EXERCISE AIM: Your response should consist of the records, reproduced exactly.

TASK INPUT:
PR #4723, opened 2025-12-15
Add RaBitQStats for tracking two-stage search filtering effectiveness

alibeklfc:
Summary:
Adds instrumentation to track the effectiveness of the two-stage filtering strategy in multi-bit RaBitQ indexes. This enables developers and users to measure how much computation is saved by the lower-bound filtering before full distance computation.

Test results demonstrate the filtering is highly effective, with all index types (IndexRaBitQ, IndexIVFRaBitQ, IndexRaBitQFastScan, IndexIVFRaBitQFastScan) achieving 98-99.5% skip rates for both 2-bit and 4-bit configurations. This means only 0.5-2% of candidates require expensive full multi-bit distance computation.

TASK ANSWER:
PR #4723, opened 2025-12-15
Add RaBitQStats for tracking two-stage search filtering effectiveness

alibeklfc:
Summary:
Adds instrumentation to track the effectiveness of the two-stage filtering strategy in multi-bit RaBitQ indexes. This enables developers and users to measure how much computation is saved by the lower-bound filtering before full distance computation.

Test results demonstrate the filtering is highly effective, with all index types (IndexRaBitQ, IndexIVFRaBitQ, IndexRaBitQFastScan, IndexIVFRaBitQFastScan) achieving 98-99.5% skip rates for both 2-bit and 4-bit configurations. This means only 0.5-2% of candidates require expensive full multi-bit distance computation.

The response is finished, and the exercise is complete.